|Item Name:||TI 46-Word|
|Author(s):||Mark Liberman, Robert Amsler, Ken Church, Ed Fox, Carole Hafner, Judy Klavans, Mitch Marcus, Bob Mercer, Jan Pedersen, Paul Roossin, Don Walker, Susan Warwick, Antonio Zampolli|
|LDC Catalog No.:||LDC93S9|
|Sample Type:||1-channel 12-bit pcm|
|Data Source(s):||microphone speech|
LDC User Agreement for Non-Members
|Online Documentation:||LDC93S9 Documents|
|Licensing Instructions:||Subscription & Standard Members, and Non-Members|
|Citation:||Liberman, Mark, et al. TI 46-Word LDC93S9. Web Download. Philadelphia: Linguistic Data Consortium, 1993.|
This release contains a corpus of speech which was originally designed and collected at Texas Instruments, Inc. (TI) in 1980 and used initially in performance assessment tests of isolated-word speaker-dependent technology. (See "Speech Recognition: Turning Theory to Practice" by G. R. Doddington and T. B. Schalk, in IEEE Spectrum, Vol. 18, No. 9, September 1981.)

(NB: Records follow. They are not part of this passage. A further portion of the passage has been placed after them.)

Issue #1303, opened 2016-08-09
maas templates point to wrong location for maas plugins


mancdaz:
##### On which version(s) do you encounter this issue?

heads/master

##### What type of issue is this? Please tick the appropriate box.
- [x] bug - existing functionality that does not work for you as documented
- [ ] feature - new functionality that you would like to see added

##### What is the expected behavior?

All maas checks and alarms get configured correctly on all hosts in a multinode deployment

##### What is actually happening?

maas checks and alarms get configured correctly on the deployment host, but no other nodes in a multinode deployment.  
This is due to the switch to running maas plugins from a venv (commit 3cdd0727d98537b91605d271d4d0d760adc59681) where we started using the ```maas_plugin_dir``` variable as the location of the installed plugins. The current value of that var is ```/opt/rpc-openstack-maas/plugins``` - on the deployment host this directory exists, but does not on any other node so all checks on those nodes fail.
We need to switch to using the correct location of the installed plugins, ```/usr/lib/rackspace-monitoring-agent/plugins/```

This is what an incorrect template looks like:

```
# cat /etc/rackspace-monitoring-agent.conf.d/cinder_api_local_check--533808-node12_cinder_api_container-6d2d613c.yaml
type: agent.plugin
label: "cinder_api_local_check--533808-node12-cinder-api-container-6d2d613c"
disabled    : false
period      : "60"
timeout     : "30"
details     :
    file    : run_plugin_in_venv.sh
    args    : ["/opt/rpc-openstack/maas/plugins/cinder_api_local_check.py", "10.141.0.121"]
alarms      :
    cinder_api_local_status :
        label                   : cinder_api_local_status--533808-node12-cinder-api-container-6d2d613c
        notification_plan_id    : "npTechnicalContactsEmail"
        criteria                : |
            :set consecutiveCount=3
            if (metric["cinder_api_local_status"] != 1) {
                return new AlarmStatus(CRITICAL, "API unavailable");
            }
```

##### What were you attempting to do when you encountered this error (give as much detail as possible)? 

Do a multinode deployment, and run setup-maas.yml

##### How can we reproduce this issue?

Run a multinode deployment using master, and run setup-maas.yml, then verify-maas.yml and see the failures. Then log in to intelligence.rackspace.com and check - all nodes apart from the deployment host will have failing checks.

##### How can we verify your issue is addressed?

Run a multinode deployment, setup-maas.yml and then verify-maas.yml - it shoudl complete successfully

[...]

PR #1304, opened 2016-08-09
use correct location for maas plugins

mancdaz:
With the switch to using maas from a venv, we moved to using the
maas_plugin_dir var as a reference for the location of the installed
plugins.  The value of this var, however, was the location of plugins
inside the git clone of rpc-openstack, rather than the location of
where the plugins get installed. This meant that only a deployment host
had the plugins in the correct location.

This commit switches the value of this var to point to the correct
installed location, whilst creating a new var to be used by the only
other task that was using the original value. It is done in this way to
minimise the amount of change needed to fix this issue.

Additionally, some areas where we were hardcoding the path to the
plugin location are now set to use the var value.

Connected https://github.com/rcbops/rpc-openstack/issues/1303

### DIFF
--- a/rpcd/playbooks/roles/rpc_maas/tasks/raxmon_agent_install.yml
+++ b/rpcd/playbooks/roles/rpc_maas/tasks/raxmon_agent_install.yml
@@ -14,23 +14,30 @@
 # limitations under the License.
 
 - name: Install plugin dir
-  file: path=/usr/lib/rackspace-monitoring-agent/plugins/ state=directory owner=root group=root mode=0755
+  file:
+    path: "{{ maas_plugin_dir }}"
+    state: directory
+    owner: "root"
+    group: "root"
+    mode: "0755"
 
 - name: Install MAAS Plugins
   synchronize:
-    src={{ maas_plugin_dir }} dest=/usr/lib/rackspace-monitoring-agent/plugins/ delete=yes
+    src: "{{ maas_source_plugin_dir }}"
+    dest: "{{ maas_plugin_dir }}"
+    delete: yes
 
 - name: Drop in wrapper script to run maas plugins in venv
   template:
     src: "run_plugin_in_venv.sh.j2"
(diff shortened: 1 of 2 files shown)


rpcd/playbooks/roles/rpc_maas/tasks/raxmon_agent_install.yml
```diff
@@ -14,23 +14,23 @@
 # limitations under the License.
 
 - name: Install plugin dir
-  file: path=/usr/lib/rackspace-monitoring-agent/plugins/ state=directory owner=root group=root mode=0755
+  file: path={{ maas_plugin_dir }} state=directory owner=root group=root mode=0755
```
evrardjp: could we use the more traditional yaml dict notation instead?

evrardjp:
I didn't test it. It seems generally good (doing what it claims).

It could look better if we use our standard osa's upstream notation.

mattt416:
Patched my  deploy and it fixed up my non-deploy node checks w/ the correct path to the plugins, so LGTM.

andymcc:
LGTM functionally/change wise. I confirmed there are no other sections that should be changed, and that the changes are correct path wise.
I agree with JP's one comment though - if we could change the task structure (of the first 2 tasks) to match the other tasks it would be great.
I realise that's technically an unrelated change (functionality wise), but it would be nice to get that fixed and I'm skeptical that anybody else would submit a separate patch for that.

On that note I'm still 👍  without the change, but would be a nice fix.

andymcc:
I pushed the change including the reformat - (amended and made the PR), for the sake of efficiency and getting this PR through.

git-harry:
@evrardjp @andymcc I don't think we should be changing another part of the code. While minor it should be handled separately and approved like any other piece of work, all work comes at a cost and with the potential to generate more work. On the specifics we have no documented policy regarding tasks and we have no automation enforcing this style. More generally mixing two sets of changes into one commit makes it harder to review.

git-harry:
👍 there are a couple of nits but otherwise looks fine.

The 46-word vocabulary consists of two sub-vocabularies: (1) the TI 20-word vocabulary (consisting of the digits zero through nine plus the words "enter," "erase," "go," "help," "no," "rubout," "repeat," "stop," "start," and "yes" as well as (2) the TI 26-word "alphabet set" (consisting of the letters "a" through "z").
The corpus contains read utterances from 16 speakers (eight males and eight females) each speaking 26 utterances of the 46-word vocabulary: 16 tokens designated as training and ten as test. Note these numbers reflect the aim of the collection and for various reasons, the full number of utterances was not reached for some speakers. See the included documentation for more information.
The corpus was collected at Texas Instruments in a quiet acoustic enclosure using an Electro-Voice RE-16 Dynamic Cardiod microphone at 12.5kHz sample rate with 12-bit quantization. The files are in NIST SPHERE format and have a ".wav" filename extension.
As of October 5, 2016 the documentation was updated to more closely reflect the file inventory.